Return every line from the records below with the string "shown".

(Collected data)
• • • • •

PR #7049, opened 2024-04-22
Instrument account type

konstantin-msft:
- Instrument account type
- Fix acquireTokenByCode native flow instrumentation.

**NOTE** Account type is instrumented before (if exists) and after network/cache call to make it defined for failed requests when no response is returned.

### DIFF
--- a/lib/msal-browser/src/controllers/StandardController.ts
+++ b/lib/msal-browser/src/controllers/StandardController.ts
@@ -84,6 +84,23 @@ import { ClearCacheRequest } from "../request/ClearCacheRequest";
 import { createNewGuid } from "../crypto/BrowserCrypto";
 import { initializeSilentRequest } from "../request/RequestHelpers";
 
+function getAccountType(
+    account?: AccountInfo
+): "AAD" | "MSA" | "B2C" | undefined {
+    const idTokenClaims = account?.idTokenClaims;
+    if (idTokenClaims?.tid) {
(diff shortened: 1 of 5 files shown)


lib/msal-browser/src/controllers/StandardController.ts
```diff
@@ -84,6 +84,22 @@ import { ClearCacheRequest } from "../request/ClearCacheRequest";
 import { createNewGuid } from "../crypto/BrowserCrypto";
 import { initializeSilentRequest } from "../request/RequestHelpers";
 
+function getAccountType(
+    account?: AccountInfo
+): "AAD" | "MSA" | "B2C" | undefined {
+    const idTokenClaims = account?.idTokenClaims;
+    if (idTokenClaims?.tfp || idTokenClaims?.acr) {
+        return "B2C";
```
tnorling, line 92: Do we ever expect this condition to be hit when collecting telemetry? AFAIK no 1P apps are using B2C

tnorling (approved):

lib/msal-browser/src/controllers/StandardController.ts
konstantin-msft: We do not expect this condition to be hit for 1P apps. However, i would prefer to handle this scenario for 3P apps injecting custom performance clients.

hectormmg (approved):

• • • • •

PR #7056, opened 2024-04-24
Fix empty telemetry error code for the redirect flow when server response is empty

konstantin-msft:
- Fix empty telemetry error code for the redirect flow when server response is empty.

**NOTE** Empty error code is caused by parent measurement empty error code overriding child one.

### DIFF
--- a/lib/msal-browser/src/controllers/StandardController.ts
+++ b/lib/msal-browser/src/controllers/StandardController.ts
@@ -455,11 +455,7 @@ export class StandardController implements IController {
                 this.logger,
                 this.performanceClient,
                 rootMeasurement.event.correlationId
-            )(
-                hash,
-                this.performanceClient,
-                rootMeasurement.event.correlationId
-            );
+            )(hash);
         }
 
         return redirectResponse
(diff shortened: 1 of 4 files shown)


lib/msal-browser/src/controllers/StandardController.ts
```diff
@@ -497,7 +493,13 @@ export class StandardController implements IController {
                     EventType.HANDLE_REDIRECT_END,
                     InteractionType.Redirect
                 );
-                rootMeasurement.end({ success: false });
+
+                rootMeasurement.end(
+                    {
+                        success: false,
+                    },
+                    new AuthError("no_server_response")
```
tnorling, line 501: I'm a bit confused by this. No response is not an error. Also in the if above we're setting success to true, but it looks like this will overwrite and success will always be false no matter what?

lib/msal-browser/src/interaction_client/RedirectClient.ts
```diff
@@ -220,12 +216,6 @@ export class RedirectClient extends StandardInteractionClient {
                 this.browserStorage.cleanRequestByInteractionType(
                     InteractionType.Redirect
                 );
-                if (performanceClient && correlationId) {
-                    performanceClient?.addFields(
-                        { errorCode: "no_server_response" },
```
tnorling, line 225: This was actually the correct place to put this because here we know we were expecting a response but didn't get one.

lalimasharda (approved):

• • • • •

Output of the exercise =>
(diff shortened: 1 of 5 files shown)
(diff shortened: 1 of 4 files shown)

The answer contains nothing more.